LS: I would feel uncomfortable suggesting that anything in this essay has a positive valence. It’s also not only negative: even the people that live with this fear tease themselves for how they act, their families poke gentle fun at them; people do laugh at themselves, at least a little. But I wouldn’t aestheticize residents’ lives and living conditions. Some of these situations do provoke in me a sense of horror at how exquisitely awful the experience is. And horror, as a feeling, is adjacent to awe, I suppose.

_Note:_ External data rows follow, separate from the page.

PR #6501, opened 2024-11-11
One Time Checkout : Set Test Live

paul-daniel-dempsey:

Set `One-Time-Checkout` live for single contributions

[**Trello Card**](https://trello.com/c/UCJ9CNMj/1238-set-a-b-test-live-for-generic-checkout)


andrewHEguardian (approved):
🚀  let's go!

PR #6511, opened 2024-11-13
refactor: split checkouts into two files

andrewHEguardian:

Reduce the size of the checkout files by splitting the two components in each file into separate files. 

[**Trello Card**](https://trello.com/c/LPsGE92d/1156-refactor-checkouttsx)

## Why are you doing this?
The files are massive


paul-daniel-dempsey (approved):
A lot of diffs related to chopping code up! Looks good, smoke testing all passed too.

PR #6512, opened 2024-11-13
Add sub-campaign theme to countdown

sookburt:

Adds the ability to set up different colour and background colours for countdowns for each sub-campaign for US EOY.

[**Trello Card**](https://trello.com/c/gECTtqrM)

## Why are you doing this?

The US would like each sub-campaign to have a different colour scheme.

## How to test

Set the datetime for the campaign to be around 'now' then run locally and go to the US 3-tier landing page with the feature flag of ?forceCampaign=usEoy2024 or check storybook

### Default countdown colour scheme:
Screenshot 2024-11-20 at 13 03 21

### Giving Tuesday countdown colour scheme:
Screenshot 2024-11-20 at 13 03 09

### DIFF
--- a/support-frontend/assets/pages/supporter-plus-landing/twoStepPages/threeTierLanding.tsx
+++ b/support-frontend/assets/pages/supporter-plus-landing/twoStepPages/threeTierLanding.tsx
@@ -24,6 +24,8 @@ import {
 	init as abTestInit,
 	getAmountsTestVariant,
 } from 'helpers/abTests/abtest';
+import { defaultInitialCampaign, getCampaignSettings } from 'helpers/campaigns/campaigns';
+import type { CountdownSetting } from 'helpers/campaigns/campaigns';
 import type {
 	ContributionType,
 	RegularContributionType,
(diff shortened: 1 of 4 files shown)


support-frontend/assets/pages/supporter-plus-landing/twoStepPages/threeTierLanding.tsx
```diff
@@ -315,6 +315,10 @@ export function ThreeTierLanding({
 		label: 'testing',
 		countdownStartInMillis: Date.parse('01 Jan 1970 00:00:00 GMT'),
 		countdownDeadlineInMillis: Date.parse('01 Jan 1970 00:00:00 GMT'),
+		theme: {
```
tomrf1, line 318: why do we define some settings here? It can just come from `campaignSettings`

sookburt: It's setting the initial state of the countdown campaign so that it is not visible - I've moved it into campaign.tsx and imported it to reduce the size of the threetierlanding.

tomrf1: I don't think initial config like this should be necessary. If a countdown should be displayed then we can use `campaignSettings?.countdownSettings`

tomrf1 (approved):
great!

I’m trying to convey this in my writing.
If I understand correctly the question about “alternative ways of understanding” and “potential,” it’s asking if there is some room for hope, or some kind of reprieve from the bad situation that I’m describing. I guess this essay could kind of lend itself to this type of thinking. In a way, the norms of ethnographic writing as a genre forced me to write about this experience as a form of knowledge. If we were to follow that line of thought, we could say that being tocado opens itself to a form of “planetary thinking,” or is a mode of being with the Earth that’s distinct from other modes of imagining human-geological relations, one that has a certain humility toward the capacity of humans, our technologies, and the demands of massive scalar difference. Maybe that’s true. But I don’t really want to say that. I don’t think that “knowledge” is the best idea to use here; it’s really just a placeholder that renders experience legible to other anthropologists.
This, to me, is related to your second question. I don’t know, but I’m not really compelled to find spaces for hope. This is not to say that hope is not present; it’s to question who that hope is for. To me, it is part of a liberal metaphysic that searches for spaces of agency, contingency, resistance, or whatever in order that the discipline may assert that things as they are could be otherwise. But who would this be for? I know firsthand that people living in falling buildings don’t feel better if things could be or could have been different. They want things to be different; they need things to be different. Such declarations are, I think, for us, the discipline. There’s a therapeutic impulse in this drive: that things are bad, but things could be different; it is possible to imagine things being different; it is possible to not give up. Isn’t this kind of weird? A discipline that aims to describe things specifically as they are in order to declare that they could be otherwise? Even though they aren’t currently otherwise?
This might seem like I’m saying that things can’t change, or that humans lack the capacity to do anything about their situations. I don’t think any of this. I see this as actually being symptomatic of what I’m mentioning in my response to your third question: ethnographic writing is stuck in a trap of describing people’s lives in generalizable specificities, so the most latitude interlocutors are afforded in our depictions is a small space for agency, or resistance, or hope, or speculations about what could be otherwise. But if we were to write in a different way, we would not be trapped in this analytic structure, and we wouldn’t be forced to offer such a circumscribed field for the actual experiences and lives of the people we work with.